L'ORCHIDEE DU DALAI-LAMA

Lorsque  l’écrivain et journaliste Jean-Claude Buhrer est rentré,
voici quelques jours, après quelques mois en Asie,
une belle surprise l’attendait chez lui. 
L’orchidée que le Dalaï-Lama avait offerte à Claude Levenson
s’était remise à vivre.

Or, celle-ci n’avait plus donné de fleurs depuis 2011...
Avant de partir en voyage, en décembre 2015, Buhrer s’était interrogé quant à la destiné de cette fleur pas comme les autres. Il ne pouvait se résoudre à l'abandonner et pour cause!
Le Dalai-Lama l’avait offerte à Claude Levenson au début 2010, à Bodhgaya – lieu saint et de pèlerinage où Bouddha avait atteint l'illumination –  lors de la cérémonie du Kalachakra et lui avait demandé d’en prendre bien soin…»

 

2594153938.JPG Le Dalaï-Lama, à Bodgaya, serrant dans ses bras Claude Levenson
et Jean-Claude Buhrer.
 

 

Claude Levenson s’est éteinte le 13 décembre 2010 à Lausanne. Mais de là où elle est, elle veille apparemment sur son orchidée... Aux dernières nouvelles, le cadeau du Dalaï-Lama est toujours en fleurs et un troisième bourgeon s’apprête à éclore…
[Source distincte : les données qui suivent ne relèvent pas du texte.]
PR #3108, opened 2017-10-08
Adds a (non-completed) document for ide's design.

kRITZCREEK:
I hope this helps potential contributors and people generally interested in the project.

It's not completely finished, but I think it's easier to track my progress and get feedback when this is in the open, so I figured I'd just open a PR.

[Rendered](https://github.com/kRITZCREEK/purescript/blob/ide-design-document/psc-ide/DESIGN.org)

### DIFF
--- a/psc-ide/DESIGN.org
+++ b/psc-ide/DESIGN.org
@@ -184,3 +184,39 @@
 * Tips and Tricks
 ** Running only =ide='s test suite
    ~stack test --test-arguments "-m Language.PureScript.Ide"~
+* Thoughts to be assigned
+** Using externs files as source of truth
+*** Pros
+- Everything has types, because it went through the compiler
+- Module visibility is respected, because everything went through the compiler
+- Works even when the source file has syntax errors/doesn't compile
+- Easy plug-and-play, people rarely change the `output/` directory (as
+  opposed to the file structure)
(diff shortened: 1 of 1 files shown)


psc-ide/DESIGN.org
```diff
@@ -0,0 +1,235 @@
...
+*** Pros
+- All data is regenerated on starting ide = no cache invalidation necessary
+- Things are fast, without any effort spent on optimizing things
+- Simple model, keeps complexity low
+- We don't polute projects with ide artifacts
+*** Cons
+- Imposes a limit on how big of a project we can handle
+- Means we need to be careful about what information we denormalize, since it
+  can blow up on us
+- All data is regenerated on starting ide = slower startup then (maybe?) necessary
```
paf31: then -> than?

kRITZCREEK:
I'm ready to merge this now, but I fully intend on continuing to work on this. I considered moving this into the documentation repository, but at the same time I think it's better if it's kept in sync and versioned with the corresponding changes in `ide`.

Should we link to this document from somewhere? Maybe from the CONTRIBUTING.md file?

paf31:
Yes, let's add it here, and link to it from the docs repo and elsewhere. I'd like to keep things with the compiler if we can, if they are documenting compiler behavior. I'm thinking of working on a type system doc soon too.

Des révélations posthumes sont à paraître

Quant à Jean-Claude Buhrer, il veille fidèlement sur l’oeuvre de son épouse. Mieux que cela. Grâce à lui, des textes demeurés jusqu’ici inédits devraient émerger du silence dans lequel, par excès de discrétion et humilité, Claude Levenson les avait maintenus.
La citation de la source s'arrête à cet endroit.